Singto was simply up to the task to break ground in this show, and it’s such a shame that he was let down, in my opinion, by his co-star. The subsequent history of that pairing breaks my heart, because I think it taints a lot of what SOTUS ended up bringing to the table. I’m glad we have Aof and Bad Buddy, now, to serve in part as a reflection for what SOTUS did, and how BLs and BL tropes could age, be manipulated, and be IMPROVED and developed upon, over the course of time. But the actual history of KrustSingto messes me up a lot in regards to how I might feel nostalgic, myself, for SOTUS, as I learn more about classic BLs.
It’s a confusing mindspace to be in, to move backwards in time to understand how things have developed -- but I gain such a bigger appreciation for the shows I’ve fallen in love with now, over these recent months, for where they came from.

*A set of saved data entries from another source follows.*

PR #532, opened 2024-07-25
[501] handle malformed settings with dialog

oceancabbage:
If the settings file cannot be parsed, present a settings parse failure dialog, allowing the user to perform 1 of 4 actions:
1. Open the settings file
2. Open the settings file location
3. Reset the settings file
4. Close the application (by clicking on window X)

If the user resets the settings file, the startup sequence continues (this is done through a while loop). See image below.

Screenshot 2024-07-24 at 10 29 29 PM

Includes a bunch of ruff formats probably covered in https://github.com/RimSort/RimSort/pull/530 so we should merge that first and rebase this one.


LionelColaso:
Shouldnt this also tajke care of invalid steamcmd paths?

https://0x0.st/Xf-8.log

image

  File "D:\GitHub\RimSort\app\__main__.py", line 96, in main_thread
    app_controller = AppController()
                     ^^^^^^^^^^^^^^^
  File "D:\GitHub\RimSort\app\controllers\app_controller.py", line 49, in __init__
    self.steamcmd_wrapper = SteamcmdInterface.instance(
                            ^^^^^^^^^^^^^^^^^^^^^^^^^^^
  File "D:\GitHub\RimSort\app\utils\steam\steamcmd\wrapper.py", line 99, in instance
    cls._instance = cls(*args, **kwargs)
                    ^^^^^^^^^^^^^^^^^^^^
  File "D:\GitHub\RimSort\app\utils\steam\steamcmd\wrapper.py", line 44, in __init__
    self.initialize_prefix(steamcmd_prefix, validate)
  File "D:\GitHub\RimSort\app\utils\steam\steamcmd\wrapper.py", line 77, in initialize_prefix
    os.makedirs(self.steamcmd_install_path)
  File "<frozen os>", line 215, in makedirs
  File "<frozen os>", line 215, in makedirs
  File "<frozen os>", line 215, in makedirs
  File "<frozen os>", line 225, in makedirs
FileNotFoundError: [WinError 3] The system cannot find the path specified: 'E:\\'

oceancabbage:
> This does not take care of invalid steamcmd paths?
> 
> https://0x0.st/Xf-8.log
> 
> image
> 
> Traceback (most recent call last): File "D:\GitHub\RimSort\app__main__.py", line 96, in main_thread app_controller = AppController() ^^^^^^^^^^^^^^^ File "D:\GitHub\RimSort\app\controllers\app_controller.py", line 49, in **init** self.steamcmd_wrapper = SteamcmdInterface.instance( ^^^^^^^^^^^^^^^^^^^^^^^^^^^ File "D:\GitHub\RimSort\app\utils\steam\steamcmd\wrapper.py", line 99, in instance cls._instance = cls(*args, **kwargs) ^^^^^^^^^^^^^^^^^^^^ File "D:\GitHub\RimSort\app\utils\steam\steamcmd\wrapper.py", line 44, in **init** self.initialize_prefix(steamcmd_prefix, validate) File "D:\GitHub\RimSort\app\utils\steam\steamcmd\wrapper.py", line 77, in initialize_prefix os.makedirs(self.steamcmd_install_path) File "", line 215, in makedirs File "", line 215, in makedirs File "", line 215, in makedirs File "", line 225, in makedirs FileNotFoundError: [WinError 3] The system cannot find the path specified: 'E:\'

It does not, in its current state this PR only makes it so that the dialog appears on JSON decode error. For cases where values for certain keys in the settings file are "invalid", I don't think it's possible to assume that the settings file is corrupt and present the same dialog.

In your example, what if the user does have an external E drive and that was the intended steamCMD install path, but then forgot to plug in the drive and ran RimSort? There's nothing malformed about the settings file, just an unexpected error with how the key/values are being used. In these cases I think a FatalError dialog is appropriate.

Thoughts, @hk21702 ?

LionelColaso:
> > This does not take care of invalid steamcmd paths?
> > https://0x0.st/Xf-8.log
> > image
> > Traceback (most recent call last): File "D:\GitHub\RimSort\app__main__.py", line 96, in main_thread app_controller = AppController() ^^^^^^^^^^^^^^^ File "D:\GitHub\RimSort\app\controllers\app_controller.py", line 49, in **init** self.steamcmd_wrapper = SteamcmdInterface.instance( ^^^^^^^^^^^^^^^^^^^^^^^^^^^ File "D:\GitHub\RimSort\app\utils\steam\steamcmd\wrapper.py", line 99, in instance cls._instance = cls(*args, **kwargs) ^^^^^^^^^^^^^^^^^^^^ File "D:\GitHub\RimSort\app\utils\steam\steamcmd\wrapper.py", line 44, in **init** self.initialize_prefix(steamcmd_prefix, validate) File "D:\GitHub\RimSort\app\utils\steam\steamcmd\wrapper.py", line 77, in initialize_prefix os.makedirs(self.steamcmd_install_path) File "", line 215, in makedirs File "", line 215, in makedirs File "", line 215, in makedirs File "", line 225, in makedirs FileNotFoundError: [WinError 3] The system cannot find the path specified: 'E:'
> 
> It does not, in its current state this PR only makes it so that the dialog appears on JSON decode error. For cases where values for certain keys in the settings file are "invalid", I don't think it's possible to assume that the settings file is corrupt and present the same dialog.
> 
> In your example, what if the user does have an external E drive and that was the intended steamCMD install path, but then forgot to plug in the drive and ran RimSort? There's nothing malformed about the settings file, just an unexpected error with how the key/values are being used. In these cases I think a FatalError dialog is appropriate.
> 
> Thoughts, @hk21702 ?

yeah right i think this should be addressed just like how invalid game paths are handled i guess this is a separate issue
image

LionelColaso (approved):
Looks Good

hk21702:
> > This does not take care of invalid steamcmd paths?
> > https://0x0.st/Xf-8.log
> > image
> > Traceback (most recent call last): File "D:\GitHub\RimSort\app__main__.py", line 96, in main_thread app_controller = AppController() ^^^^^^^^^^^^^^^ File "D:\GitHub\RimSort\app\controllers\app_controller.py", line 49, in **init** self.steamcmd_wrapper = SteamcmdInterface.instance( ^^^^^^^^^^^^^^^^^^^^^^^^^^^ File "D:\GitHub\RimSort\app\utils\steam\steamcmd\wrapper.py", line 99, in instance cls._instance = cls(*args, **kwargs) ^^^^^^^^^^^^^^^^^^^^ File "D:\GitHub\RimSort\app\utils\steam\steamcmd\wrapper.py", line 44, in **init** self.initialize_prefix(steamcmd_prefix, validate) File "D:\GitHub\RimSort\app\utils\steam\steamcmd\wrapper.py", line 77, in initialize_prefix os.makedirs(self.steamcmd_install_path) File "", line 215, in makedirs File "", line 215, in makedirs File "", line 215, in makedirs File "", line 225, in makedirs FileNotFoundError: [WinError 3] The system cannot find the path specified: 'E:'
> 
> It does not, in its current state this PR only makes it so that the dialog appears on JSON decode error. For cases where values for certain keys in the settings file are "invalid", I don't think it's possible to assume that the settings file is corrupt and present the same dialog.
> 
> In your example, what if the user does have an external E drive and that was the intended steamCMD install path, but then forgot to plug in the drive and ran RimSort? There's nothing malformed about the settings file, just an unexpected error with how the key/values are being used. In these cases I think a FatalError dialog is appropriate.
> 
> Thoughts, @hk21702 ?

I'll look at the code itself later, but yeah, that should be the behavior we aim for. Path validation and fixing should be something we handle separate from this.

hk21702:
I'm going to update the branch for the sake of letting the linters catch anything new

app/utils/generic.py
```diff
@@ -216,7 +216,7 @@ def platform_specific_open(path: str | Path) -> None:
     path = str(path)
     if sys.platform == "darwin":
         logger.info(f"Opening {path} with subprocess open on MacOS")
-        if p.is_file() or (p.is_dir() and p.suffix == ".app"):
```
hk21702, line 219: I think this is likely better behavior, to actually open files instead of where they are located in finder. However, I just want to confirm that this doesn't break behavior in previous uses.

Also, the docstring needs to be updated to reflect this change. Granted, I don't think the doc string seems to be super accurate even without this change.

hk21702 (changes requested):
I'm not a super big fan of how the backend logic is implemented for this, primarily because of MVC violations.

I think that a dialogue controller isn't necessary here, but a lot of this logic should be moved into the settings controller.

Immediately, because to control what happens on parse failure may require user input from an interface (view), these controls should be entirely handled by a controller that communicates with a view, and manipulates the model as necessary. 

In addition to this, current stucture breaks the single responsibility of load(). .load()'s fundamental job is to populate and initialize the settings model object. To do this, its acting like a service, doing a bunch of IO operations, reading and in some cases, writing. That is its single responsibility. However, by handling the decode error within .load(), we grow outside of the scope of just trying to load settings from file. Now its also trying to fix it if it fails. Now there is a wrapper around the IO service in a way that the service can never be called alone. These two things should really be separate. 

The settings controller when its calling .load() on the settings model, should be the one monitoring for exceptions that .load() raises. Then, if it gets an exception, it triggers for the dialogue (view) to open. The view and settings controller then communicate with each other based on user input that the view receives. The view catches a user input, tells the controller what happened, and the controller takes that information and does whatever it needs to do with the model before telling the view what to do now.

The controller triggers the creation of the model, and controls the logic for what to do on failure, based on user input provided by the view. 

Additionally, we may need an explicit close application button. In the case where the error dialogue isn't the only window open, currently, pressing the x button would likely just quickly reopen the dialogue. Since the user can't interact with the parent until the child is closed, it'd be impossible for them to close out of RimSort unless there is a successful resolution to settings not being able to be loaded. There is also the potential case where the dialogue does close on clicking x. However, the rest of RimSort doesn't close, creating a dangerous situation where the application is running on potentially corrupted data.

Technically, currently the above situation doesn't happen because .load() is only ever called on the init of the settings controller which only happens at application start. However, there is no restrictions on where .load() can be called in the future. Additionally, having the explicit close application button may be more intuitive from a UX perspective.

app/models/settings.py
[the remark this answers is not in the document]
oceancabbage: Your feedback is greatly appreciated. I've revised the PR so (hopefully) it does not violate MVC so horrendously. The loop's been removed and the exception is handled by the settings controller (as well as any additional calls).

app/utils/generic.py
```diff
@@ -216,7 +216,7 @@ def platform_specific_open(path: str | Path) -> None:
...
+        if p.is_dir() and p.suffix == ".app":
```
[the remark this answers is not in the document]
oceancabbage: It does change the behavior from what is was prior, but I believe what it was prior is not ideal. On Mac (and in this context), `-R` makes it so that the directory is opened (or, if it is a file, the parent directory). This "special" case is only really necessary for `.app`s, where going without `-R` would try to run the application.

Normal directory and file paths are handled just fine with `open` without `-R`.

app/views/dialogue.py
```diff
@@ -23,6 +24,7 @@
 )
 
 import app.utils.generic as generic
+from app.models.settings import Settings
```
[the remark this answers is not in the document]
oceancabbage: Yeah.. my bad. I replaced the "need" for this with a signal.

app/controllers/settings_controller.py
```diff
@@ -205,6 +208,19 @@ def __init__(self, model: Settings, view: SettingsDialog) -> None:
...
+        EventBus().reset_settings_file.connect(self._do_reset_settings_file)
+
+        self._load_settings()
+
+    def _load_settings(self) -> None:
+        logger.info("Attempting to load settings from settings file")
+        try:
+            self.settings.load()
+        except JSONDecodeError:
+            logger.info("Unable to parse settings file")
```
hk21702, line 221: I'd change this to an error lvl log.

app/views/dialogue.py
```diff
@@ -466,3 +459,118 @@ def _setup_messagebox(title: str | None) -> QMessageBox:
...
+        # Dynamic sizing
+        self.setSizePolicy(
+            QSizePolicy(QSizePolicy.Policy.Expanding, QSizePolicy.Policy.Expanding)
+        )
+
+        # Add data
+        self.text = "Your RimSort settings file is corrupt.\nPlease choose one of the following options to proceed."
+
+        # Buttons
+        self.open_settings_file_btn = QPushButton("Open Settings File")
```
hk21702, line 501: Just a nickpick and up to your discretion, but since the dialogue is a little crowded, we may want to differentiate better between "Open Settings File" and "Open Settings Folder", especially because the stings are the same up to "Open Settings F". Maybe just "Open Settings"?

app/views/dialogue.py
```diff
@@ -466,3 +459,118 @@ def _setup_messagebox(title: str | None) -> QMessageBox:
...
+        main_layout.addLayout(r_layout)
+
+        layout.addLayout(main_layout)
+
+        self.setLayout(layout)
+        self.setFixedWidth(self.sizeHint().width())
+
+        def _open_settings_file() -> None:
+            generic.platform_specific_open(
+                AppInfo().app_storage_folder / "settings.json"
```
hk21702, line 544: Wonder if its worth moving this into AppInfo() as a constant. May make things easier, and also if we want to in the future, make it easier to change the path.

app/views/dialogue.py
```diff
@@ -466,3 +459,118 @@ def _setup_messagebox(title: str | None) -> QMessageBox:
...
+    to parse the settings file.
+
+    :param settings: settings model to allow resetting settings
+    """
+    logger.info("Showing settings failure box")
+    diag = SettingsFailureDialog()
+    diag.exec_()
+
+
+class SettingsFailureDialog(QDialog):
```
hk21702, line 477: Looks generally good.

I do wonder if we should look at making a base class for these dialogs and use inheritance to set custom dialogs up. Don't need to do it now in this PR.

hk21702 (changes requested):
Generally good. I made a few comments for nitpicks here and there.

Additionally, I wonder if there should be a secondary message dialog if the user choses to reset the settings. This dialog would be a child of the main settings one and simply pop up if the reset also failed. It'd have a single button to close and go back to the parent. This way, there is just a bit more clarity if the reset also failed for whatever reason.

app/views/dialogue.py
oceancabbage: Agree, was thinking that too when making these revisions. May take it up in a next PR

app/views/dialogue.py
oceancabbage: Done!

app/views/dialogue.py
oceancabbage: Revised, thanks for the suggestion

app/controllers/settings_controller.py
oceancabbage: Revised, thanks

hk21702 (approved):

PR #537, opened 2024-07-28
[538] Refactor path autodetect, add win reg based steam path finding

hk21702:
Refactors autodetection to be easier to maintain.
Adds registry-based detection of steam install path for Windows.

Needs some testing to ensure that nothing broke for Linux and Mac systems.


oceancabbage (approved):
Tested and works on Mac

[I want to give HUGE thanks to @absolutebl, @bengiyo, @nieves-de-sugui, @respectthepetty, @miscellar (especially for all the BBS context), @lurkingshan, @wen-kexing-apologist, @shortpplfedup, @clairificusrex, @dribs-and-drabbles, and everyone else who made comments in my SOTUS watch posts. All of you are my historians. More than the fun of writing these reviews is interacting and conversing with the Tumblr fam.]
(Love Sick is on deck. If anyone is following this journey, I’ll be fast-forwarding through the second season, ha -- I can’t commit to 36 lakorn-length episodes. I also have a HUGE and lengthy wedding trip coming up in a couple weeks. So the conclusion of this project will be delayed, but definitely know that I’ll be posting thoughts here and there as I plod through.)